● Task statement
Check each line of the data, and copy those where "LINKED" appears.

● Data for this task
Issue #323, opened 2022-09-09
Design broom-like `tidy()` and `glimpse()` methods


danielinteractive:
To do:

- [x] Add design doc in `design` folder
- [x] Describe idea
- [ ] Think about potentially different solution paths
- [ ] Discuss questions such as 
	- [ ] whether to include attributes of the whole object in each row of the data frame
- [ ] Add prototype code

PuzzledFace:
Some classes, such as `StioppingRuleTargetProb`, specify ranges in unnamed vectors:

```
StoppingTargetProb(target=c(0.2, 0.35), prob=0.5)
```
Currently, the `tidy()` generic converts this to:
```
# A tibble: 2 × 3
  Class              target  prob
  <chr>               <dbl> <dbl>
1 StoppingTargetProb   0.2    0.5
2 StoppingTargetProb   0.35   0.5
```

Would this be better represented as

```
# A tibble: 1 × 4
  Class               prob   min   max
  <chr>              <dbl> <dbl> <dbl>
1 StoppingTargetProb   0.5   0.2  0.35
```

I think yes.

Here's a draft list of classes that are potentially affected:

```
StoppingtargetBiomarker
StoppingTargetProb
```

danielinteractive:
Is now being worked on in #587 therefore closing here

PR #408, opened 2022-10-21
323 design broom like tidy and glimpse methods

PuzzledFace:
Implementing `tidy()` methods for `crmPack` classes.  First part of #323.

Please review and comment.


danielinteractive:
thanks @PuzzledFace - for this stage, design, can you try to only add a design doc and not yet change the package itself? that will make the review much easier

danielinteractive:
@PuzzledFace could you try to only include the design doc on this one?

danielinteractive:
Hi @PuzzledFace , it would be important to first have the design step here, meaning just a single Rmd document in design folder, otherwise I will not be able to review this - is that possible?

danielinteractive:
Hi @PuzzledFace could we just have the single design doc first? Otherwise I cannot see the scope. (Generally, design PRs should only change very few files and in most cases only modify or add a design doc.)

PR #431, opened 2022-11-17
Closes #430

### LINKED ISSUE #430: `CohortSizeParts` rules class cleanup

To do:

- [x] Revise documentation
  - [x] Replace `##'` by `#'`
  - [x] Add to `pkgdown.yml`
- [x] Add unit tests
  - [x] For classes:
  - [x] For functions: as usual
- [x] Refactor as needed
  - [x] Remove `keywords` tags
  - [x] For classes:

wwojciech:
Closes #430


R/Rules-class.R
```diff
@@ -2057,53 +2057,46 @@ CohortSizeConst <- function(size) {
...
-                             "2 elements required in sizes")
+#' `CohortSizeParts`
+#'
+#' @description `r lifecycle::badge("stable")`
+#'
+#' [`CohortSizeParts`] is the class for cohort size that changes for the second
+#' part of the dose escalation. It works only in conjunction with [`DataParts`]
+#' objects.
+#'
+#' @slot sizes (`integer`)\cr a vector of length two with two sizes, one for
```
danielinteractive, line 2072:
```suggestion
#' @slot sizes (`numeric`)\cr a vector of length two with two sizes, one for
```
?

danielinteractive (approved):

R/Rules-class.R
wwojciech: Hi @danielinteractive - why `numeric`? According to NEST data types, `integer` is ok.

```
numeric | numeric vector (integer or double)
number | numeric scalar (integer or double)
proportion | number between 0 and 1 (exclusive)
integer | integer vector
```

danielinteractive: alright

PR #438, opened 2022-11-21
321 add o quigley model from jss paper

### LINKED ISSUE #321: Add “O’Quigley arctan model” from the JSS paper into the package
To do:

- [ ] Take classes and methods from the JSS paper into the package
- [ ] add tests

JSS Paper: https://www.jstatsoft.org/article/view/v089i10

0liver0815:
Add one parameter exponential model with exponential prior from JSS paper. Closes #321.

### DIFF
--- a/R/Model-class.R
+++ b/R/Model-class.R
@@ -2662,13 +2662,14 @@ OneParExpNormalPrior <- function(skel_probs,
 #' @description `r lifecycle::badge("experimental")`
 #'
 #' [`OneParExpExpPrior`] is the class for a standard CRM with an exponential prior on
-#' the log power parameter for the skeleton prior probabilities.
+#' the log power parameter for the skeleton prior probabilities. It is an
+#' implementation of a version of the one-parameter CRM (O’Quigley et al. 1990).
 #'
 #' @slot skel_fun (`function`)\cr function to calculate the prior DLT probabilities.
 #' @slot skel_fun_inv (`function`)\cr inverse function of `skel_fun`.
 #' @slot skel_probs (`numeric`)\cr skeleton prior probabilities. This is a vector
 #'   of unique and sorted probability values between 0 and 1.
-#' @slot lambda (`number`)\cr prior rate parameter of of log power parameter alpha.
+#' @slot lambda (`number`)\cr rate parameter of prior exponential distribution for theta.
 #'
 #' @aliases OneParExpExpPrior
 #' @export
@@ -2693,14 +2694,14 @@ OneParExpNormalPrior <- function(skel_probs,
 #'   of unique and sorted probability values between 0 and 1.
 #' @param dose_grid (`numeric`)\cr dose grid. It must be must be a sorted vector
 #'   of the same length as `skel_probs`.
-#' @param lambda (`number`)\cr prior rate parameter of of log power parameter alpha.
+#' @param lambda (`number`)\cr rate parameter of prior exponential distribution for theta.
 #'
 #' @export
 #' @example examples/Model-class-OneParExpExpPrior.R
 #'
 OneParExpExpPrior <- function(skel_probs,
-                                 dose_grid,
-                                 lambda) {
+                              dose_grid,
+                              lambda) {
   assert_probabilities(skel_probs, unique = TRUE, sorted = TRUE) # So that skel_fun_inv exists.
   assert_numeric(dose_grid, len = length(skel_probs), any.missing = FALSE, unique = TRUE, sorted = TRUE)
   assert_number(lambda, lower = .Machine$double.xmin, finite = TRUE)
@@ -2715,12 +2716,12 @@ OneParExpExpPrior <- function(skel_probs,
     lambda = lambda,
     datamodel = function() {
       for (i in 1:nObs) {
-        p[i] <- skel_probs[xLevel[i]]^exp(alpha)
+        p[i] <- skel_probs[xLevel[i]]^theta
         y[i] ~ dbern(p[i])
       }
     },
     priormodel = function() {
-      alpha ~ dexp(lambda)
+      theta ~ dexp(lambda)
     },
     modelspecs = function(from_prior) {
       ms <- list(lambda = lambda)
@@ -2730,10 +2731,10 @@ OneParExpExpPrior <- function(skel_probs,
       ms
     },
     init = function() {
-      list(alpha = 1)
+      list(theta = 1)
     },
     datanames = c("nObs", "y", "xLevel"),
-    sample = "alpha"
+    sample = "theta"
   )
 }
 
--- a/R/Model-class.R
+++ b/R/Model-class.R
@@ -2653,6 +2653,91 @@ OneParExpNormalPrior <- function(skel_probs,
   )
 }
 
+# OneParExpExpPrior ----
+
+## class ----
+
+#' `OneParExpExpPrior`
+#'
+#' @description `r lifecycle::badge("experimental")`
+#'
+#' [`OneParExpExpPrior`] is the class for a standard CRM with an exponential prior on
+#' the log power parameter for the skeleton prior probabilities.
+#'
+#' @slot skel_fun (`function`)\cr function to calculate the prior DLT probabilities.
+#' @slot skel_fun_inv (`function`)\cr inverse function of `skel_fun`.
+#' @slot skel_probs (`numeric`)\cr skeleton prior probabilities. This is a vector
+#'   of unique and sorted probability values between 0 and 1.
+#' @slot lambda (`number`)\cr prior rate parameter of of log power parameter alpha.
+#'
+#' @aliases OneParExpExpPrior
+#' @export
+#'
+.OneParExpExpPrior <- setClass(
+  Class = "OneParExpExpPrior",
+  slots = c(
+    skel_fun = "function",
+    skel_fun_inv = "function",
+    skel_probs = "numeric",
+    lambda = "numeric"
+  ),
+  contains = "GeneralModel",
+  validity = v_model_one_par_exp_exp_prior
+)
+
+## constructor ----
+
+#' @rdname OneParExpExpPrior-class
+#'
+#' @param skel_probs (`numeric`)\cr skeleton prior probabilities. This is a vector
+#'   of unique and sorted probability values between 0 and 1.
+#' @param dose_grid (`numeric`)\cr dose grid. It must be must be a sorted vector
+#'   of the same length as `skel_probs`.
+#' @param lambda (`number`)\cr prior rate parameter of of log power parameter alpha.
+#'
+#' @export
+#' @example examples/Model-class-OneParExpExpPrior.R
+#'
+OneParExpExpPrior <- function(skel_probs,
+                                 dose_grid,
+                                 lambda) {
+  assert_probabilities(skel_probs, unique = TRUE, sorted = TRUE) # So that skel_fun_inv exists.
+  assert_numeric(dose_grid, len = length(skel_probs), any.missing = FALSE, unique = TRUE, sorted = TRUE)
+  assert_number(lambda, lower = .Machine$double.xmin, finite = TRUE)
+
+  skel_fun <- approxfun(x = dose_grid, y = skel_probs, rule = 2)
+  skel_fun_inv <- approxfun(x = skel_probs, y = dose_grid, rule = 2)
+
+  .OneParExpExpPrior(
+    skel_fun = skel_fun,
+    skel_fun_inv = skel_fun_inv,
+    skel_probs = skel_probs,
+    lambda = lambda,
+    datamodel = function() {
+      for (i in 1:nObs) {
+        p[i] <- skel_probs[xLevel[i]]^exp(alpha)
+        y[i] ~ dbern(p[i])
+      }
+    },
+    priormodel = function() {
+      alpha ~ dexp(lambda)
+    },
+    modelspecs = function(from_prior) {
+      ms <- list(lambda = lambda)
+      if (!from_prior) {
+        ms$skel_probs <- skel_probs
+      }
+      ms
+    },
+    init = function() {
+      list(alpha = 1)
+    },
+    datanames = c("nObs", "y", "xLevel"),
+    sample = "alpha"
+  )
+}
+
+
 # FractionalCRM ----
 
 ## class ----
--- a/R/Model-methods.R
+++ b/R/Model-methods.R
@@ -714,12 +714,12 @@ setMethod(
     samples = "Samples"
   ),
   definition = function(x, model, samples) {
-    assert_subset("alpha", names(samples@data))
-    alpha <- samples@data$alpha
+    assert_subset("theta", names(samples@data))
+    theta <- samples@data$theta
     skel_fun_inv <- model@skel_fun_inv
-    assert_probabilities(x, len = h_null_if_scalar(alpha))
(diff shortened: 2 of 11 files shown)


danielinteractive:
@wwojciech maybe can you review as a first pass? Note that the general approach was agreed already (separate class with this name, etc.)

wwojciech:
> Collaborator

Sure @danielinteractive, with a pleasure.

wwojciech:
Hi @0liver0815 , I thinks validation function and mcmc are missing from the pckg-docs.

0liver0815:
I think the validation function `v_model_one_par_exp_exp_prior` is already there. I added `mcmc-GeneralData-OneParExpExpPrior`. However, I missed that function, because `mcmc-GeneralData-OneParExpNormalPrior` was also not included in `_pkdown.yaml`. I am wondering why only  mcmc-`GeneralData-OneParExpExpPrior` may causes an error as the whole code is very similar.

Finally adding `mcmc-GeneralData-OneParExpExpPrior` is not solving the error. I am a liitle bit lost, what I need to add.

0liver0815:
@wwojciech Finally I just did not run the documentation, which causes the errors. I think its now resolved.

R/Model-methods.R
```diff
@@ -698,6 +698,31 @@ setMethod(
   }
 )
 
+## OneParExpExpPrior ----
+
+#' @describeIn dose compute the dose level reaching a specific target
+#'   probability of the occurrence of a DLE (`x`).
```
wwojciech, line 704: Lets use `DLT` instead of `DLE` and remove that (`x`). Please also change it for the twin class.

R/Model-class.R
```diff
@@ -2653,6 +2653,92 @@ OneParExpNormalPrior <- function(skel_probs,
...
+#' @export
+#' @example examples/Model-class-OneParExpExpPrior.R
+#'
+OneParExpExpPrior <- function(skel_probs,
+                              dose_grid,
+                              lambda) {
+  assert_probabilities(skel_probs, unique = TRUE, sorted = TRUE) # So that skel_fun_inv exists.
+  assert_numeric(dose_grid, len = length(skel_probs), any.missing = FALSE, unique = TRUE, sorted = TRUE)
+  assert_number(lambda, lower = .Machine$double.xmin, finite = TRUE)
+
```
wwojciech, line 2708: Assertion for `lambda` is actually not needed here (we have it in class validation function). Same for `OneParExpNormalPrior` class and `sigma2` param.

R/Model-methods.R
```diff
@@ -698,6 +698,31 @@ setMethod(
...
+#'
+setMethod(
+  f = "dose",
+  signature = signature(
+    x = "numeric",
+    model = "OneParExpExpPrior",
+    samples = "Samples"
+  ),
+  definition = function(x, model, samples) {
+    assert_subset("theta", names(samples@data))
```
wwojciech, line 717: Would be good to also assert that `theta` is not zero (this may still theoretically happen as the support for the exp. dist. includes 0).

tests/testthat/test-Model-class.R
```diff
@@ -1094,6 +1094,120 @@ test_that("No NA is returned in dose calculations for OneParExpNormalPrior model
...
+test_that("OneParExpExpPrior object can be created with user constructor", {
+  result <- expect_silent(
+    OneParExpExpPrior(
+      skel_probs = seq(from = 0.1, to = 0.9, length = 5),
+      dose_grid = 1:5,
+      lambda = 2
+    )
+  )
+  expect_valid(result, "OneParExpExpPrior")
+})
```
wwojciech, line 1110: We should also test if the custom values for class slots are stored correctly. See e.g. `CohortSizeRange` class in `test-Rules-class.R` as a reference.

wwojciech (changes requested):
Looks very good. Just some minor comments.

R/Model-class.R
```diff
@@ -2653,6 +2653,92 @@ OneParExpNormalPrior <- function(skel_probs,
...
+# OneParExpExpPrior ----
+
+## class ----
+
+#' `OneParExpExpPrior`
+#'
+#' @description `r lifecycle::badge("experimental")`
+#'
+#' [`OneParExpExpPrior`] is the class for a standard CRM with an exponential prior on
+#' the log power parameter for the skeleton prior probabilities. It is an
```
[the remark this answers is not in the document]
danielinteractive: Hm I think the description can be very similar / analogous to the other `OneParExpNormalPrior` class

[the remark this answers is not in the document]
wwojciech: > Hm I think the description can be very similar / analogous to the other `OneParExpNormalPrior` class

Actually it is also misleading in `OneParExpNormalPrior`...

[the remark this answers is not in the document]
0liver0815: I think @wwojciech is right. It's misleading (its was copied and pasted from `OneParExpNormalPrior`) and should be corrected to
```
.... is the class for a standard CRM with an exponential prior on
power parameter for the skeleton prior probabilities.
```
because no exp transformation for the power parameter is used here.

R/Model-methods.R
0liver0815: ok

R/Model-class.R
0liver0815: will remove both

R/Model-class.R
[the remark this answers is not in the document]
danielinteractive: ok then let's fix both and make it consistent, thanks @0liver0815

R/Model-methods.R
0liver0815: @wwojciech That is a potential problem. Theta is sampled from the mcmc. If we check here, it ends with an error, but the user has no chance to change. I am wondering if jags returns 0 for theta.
---
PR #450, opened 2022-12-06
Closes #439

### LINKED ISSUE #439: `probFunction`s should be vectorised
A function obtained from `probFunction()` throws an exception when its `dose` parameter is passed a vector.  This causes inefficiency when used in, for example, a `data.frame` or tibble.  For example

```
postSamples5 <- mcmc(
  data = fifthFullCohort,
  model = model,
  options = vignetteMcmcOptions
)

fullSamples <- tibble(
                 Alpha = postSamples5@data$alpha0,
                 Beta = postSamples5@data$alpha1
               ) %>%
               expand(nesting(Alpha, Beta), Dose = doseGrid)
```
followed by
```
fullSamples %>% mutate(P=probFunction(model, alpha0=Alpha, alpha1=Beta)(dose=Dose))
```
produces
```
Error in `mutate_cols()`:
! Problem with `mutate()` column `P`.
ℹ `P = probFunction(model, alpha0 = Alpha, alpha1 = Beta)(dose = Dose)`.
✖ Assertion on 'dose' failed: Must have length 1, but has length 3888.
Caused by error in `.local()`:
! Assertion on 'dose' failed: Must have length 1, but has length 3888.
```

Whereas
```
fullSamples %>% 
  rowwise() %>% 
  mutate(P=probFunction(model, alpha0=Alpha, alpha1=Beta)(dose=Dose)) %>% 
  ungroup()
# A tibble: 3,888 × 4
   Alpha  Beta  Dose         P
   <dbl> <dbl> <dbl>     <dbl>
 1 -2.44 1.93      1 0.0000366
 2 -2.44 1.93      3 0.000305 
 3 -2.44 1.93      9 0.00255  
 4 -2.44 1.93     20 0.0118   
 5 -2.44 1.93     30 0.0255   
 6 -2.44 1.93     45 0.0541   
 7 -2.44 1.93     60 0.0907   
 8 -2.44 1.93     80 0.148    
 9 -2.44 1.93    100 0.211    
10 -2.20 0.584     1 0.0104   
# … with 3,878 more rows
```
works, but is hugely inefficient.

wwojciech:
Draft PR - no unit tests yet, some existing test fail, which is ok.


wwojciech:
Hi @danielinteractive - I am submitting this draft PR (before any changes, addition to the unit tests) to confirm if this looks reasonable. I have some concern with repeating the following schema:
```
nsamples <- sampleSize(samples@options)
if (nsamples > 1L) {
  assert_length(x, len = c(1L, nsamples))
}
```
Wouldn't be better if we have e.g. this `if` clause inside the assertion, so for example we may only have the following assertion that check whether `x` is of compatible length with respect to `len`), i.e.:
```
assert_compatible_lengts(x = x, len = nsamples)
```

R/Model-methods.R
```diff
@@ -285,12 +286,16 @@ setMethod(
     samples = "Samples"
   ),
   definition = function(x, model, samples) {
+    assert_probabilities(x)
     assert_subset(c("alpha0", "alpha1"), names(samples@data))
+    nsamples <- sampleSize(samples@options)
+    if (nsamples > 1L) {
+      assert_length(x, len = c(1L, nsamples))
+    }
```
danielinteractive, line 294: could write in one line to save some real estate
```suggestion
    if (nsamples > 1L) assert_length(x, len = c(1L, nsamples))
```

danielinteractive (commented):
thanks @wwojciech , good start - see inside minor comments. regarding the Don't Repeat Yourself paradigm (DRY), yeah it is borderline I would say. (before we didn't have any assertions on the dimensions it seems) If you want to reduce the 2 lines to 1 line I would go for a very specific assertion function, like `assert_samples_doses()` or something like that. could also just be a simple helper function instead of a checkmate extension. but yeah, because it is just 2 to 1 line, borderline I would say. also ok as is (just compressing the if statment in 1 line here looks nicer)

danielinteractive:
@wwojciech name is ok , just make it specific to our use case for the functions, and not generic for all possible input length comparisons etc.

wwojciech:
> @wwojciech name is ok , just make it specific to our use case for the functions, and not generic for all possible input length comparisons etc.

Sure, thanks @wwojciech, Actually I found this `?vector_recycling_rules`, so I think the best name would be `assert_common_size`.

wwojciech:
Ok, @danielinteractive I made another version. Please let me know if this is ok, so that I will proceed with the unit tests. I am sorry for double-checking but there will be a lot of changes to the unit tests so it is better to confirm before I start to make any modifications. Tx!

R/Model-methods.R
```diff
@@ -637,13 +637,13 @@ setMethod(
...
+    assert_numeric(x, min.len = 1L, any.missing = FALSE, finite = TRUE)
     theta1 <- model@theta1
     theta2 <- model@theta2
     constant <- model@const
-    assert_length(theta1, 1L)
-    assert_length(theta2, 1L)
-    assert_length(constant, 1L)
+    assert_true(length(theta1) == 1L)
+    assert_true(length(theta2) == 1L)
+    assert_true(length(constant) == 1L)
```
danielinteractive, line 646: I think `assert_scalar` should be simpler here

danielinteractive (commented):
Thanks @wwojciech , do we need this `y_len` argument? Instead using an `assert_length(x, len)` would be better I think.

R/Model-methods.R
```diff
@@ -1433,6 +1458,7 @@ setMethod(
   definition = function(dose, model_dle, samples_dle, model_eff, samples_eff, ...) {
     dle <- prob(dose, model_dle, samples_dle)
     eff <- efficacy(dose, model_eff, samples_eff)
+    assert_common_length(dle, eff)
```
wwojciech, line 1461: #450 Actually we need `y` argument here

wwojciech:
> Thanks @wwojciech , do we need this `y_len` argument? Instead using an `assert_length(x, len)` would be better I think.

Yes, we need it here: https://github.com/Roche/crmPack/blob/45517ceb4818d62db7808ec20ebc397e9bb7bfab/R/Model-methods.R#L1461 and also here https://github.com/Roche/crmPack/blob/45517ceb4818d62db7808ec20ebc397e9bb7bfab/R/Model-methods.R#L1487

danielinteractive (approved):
--
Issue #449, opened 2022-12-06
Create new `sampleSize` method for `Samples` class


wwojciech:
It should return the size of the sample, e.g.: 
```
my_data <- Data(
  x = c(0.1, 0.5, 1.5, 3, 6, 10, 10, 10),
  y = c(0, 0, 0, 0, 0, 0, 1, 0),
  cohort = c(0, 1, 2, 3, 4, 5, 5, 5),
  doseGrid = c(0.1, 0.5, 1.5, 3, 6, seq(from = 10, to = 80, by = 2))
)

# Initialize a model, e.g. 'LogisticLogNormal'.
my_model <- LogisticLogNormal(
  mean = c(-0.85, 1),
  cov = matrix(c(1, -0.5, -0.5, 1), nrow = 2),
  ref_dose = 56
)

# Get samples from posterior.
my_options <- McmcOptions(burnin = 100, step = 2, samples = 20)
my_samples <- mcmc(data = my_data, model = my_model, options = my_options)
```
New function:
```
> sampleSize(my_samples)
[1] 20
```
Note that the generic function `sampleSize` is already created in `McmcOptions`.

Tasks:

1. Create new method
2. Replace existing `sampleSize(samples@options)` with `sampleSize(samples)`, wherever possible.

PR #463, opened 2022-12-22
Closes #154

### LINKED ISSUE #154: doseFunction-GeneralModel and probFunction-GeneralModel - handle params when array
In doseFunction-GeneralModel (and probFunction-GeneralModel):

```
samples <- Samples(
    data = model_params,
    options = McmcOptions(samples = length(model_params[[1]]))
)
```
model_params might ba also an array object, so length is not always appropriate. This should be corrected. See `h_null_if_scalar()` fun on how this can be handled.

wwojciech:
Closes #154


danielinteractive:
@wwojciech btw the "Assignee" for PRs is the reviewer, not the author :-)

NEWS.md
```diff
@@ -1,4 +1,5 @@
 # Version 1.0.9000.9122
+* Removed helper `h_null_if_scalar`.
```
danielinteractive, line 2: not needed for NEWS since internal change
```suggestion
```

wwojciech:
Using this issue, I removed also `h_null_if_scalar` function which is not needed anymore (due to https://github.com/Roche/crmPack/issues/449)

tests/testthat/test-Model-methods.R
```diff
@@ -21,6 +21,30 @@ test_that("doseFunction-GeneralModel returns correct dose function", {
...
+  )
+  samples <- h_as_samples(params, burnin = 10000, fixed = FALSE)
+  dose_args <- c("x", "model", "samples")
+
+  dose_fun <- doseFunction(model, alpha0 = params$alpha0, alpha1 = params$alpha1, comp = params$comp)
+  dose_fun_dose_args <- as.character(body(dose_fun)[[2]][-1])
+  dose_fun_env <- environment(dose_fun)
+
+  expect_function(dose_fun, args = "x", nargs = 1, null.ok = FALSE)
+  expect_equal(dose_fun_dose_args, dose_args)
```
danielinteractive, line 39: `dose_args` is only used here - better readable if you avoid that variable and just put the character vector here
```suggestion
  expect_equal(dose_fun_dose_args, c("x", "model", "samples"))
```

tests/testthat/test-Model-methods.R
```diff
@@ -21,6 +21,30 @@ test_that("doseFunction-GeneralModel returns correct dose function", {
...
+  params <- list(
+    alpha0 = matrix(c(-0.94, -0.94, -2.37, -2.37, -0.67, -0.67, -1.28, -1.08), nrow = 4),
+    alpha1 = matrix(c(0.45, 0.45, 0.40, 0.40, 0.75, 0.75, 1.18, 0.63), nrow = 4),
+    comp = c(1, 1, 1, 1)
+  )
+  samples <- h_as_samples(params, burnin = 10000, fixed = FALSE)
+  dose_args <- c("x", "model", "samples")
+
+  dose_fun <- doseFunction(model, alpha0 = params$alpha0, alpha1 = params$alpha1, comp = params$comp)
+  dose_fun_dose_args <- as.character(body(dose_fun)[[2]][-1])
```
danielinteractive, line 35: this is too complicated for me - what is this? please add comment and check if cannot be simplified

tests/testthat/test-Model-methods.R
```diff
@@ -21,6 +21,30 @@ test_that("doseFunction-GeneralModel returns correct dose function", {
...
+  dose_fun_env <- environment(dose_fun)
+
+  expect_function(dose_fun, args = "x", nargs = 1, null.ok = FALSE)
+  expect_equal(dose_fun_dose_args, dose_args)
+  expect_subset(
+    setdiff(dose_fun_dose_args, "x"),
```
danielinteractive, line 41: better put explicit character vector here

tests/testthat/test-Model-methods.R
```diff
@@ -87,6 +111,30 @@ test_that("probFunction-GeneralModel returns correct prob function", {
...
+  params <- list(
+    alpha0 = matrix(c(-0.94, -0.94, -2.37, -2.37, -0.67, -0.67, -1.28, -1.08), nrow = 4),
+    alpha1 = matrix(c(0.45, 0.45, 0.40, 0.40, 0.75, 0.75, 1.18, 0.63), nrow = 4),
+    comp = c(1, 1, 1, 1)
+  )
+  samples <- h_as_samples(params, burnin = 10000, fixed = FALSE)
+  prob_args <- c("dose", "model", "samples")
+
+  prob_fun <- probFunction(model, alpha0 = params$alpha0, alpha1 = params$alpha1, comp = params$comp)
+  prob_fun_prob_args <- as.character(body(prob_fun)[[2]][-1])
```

● Expected output
### LINKED ISSUE #430: `CohortSizeParts` rules class cleanup
### LINKED ISSUE #321: Add “O’Quigley arctan model” from the JSS paper into the package
### LINKED ISSUE #439: `probFunction`s should be vectorised
### LINKED ISSUE #154: doseFunction-GeneralModel and probFunction-GeneralModel - handle params when array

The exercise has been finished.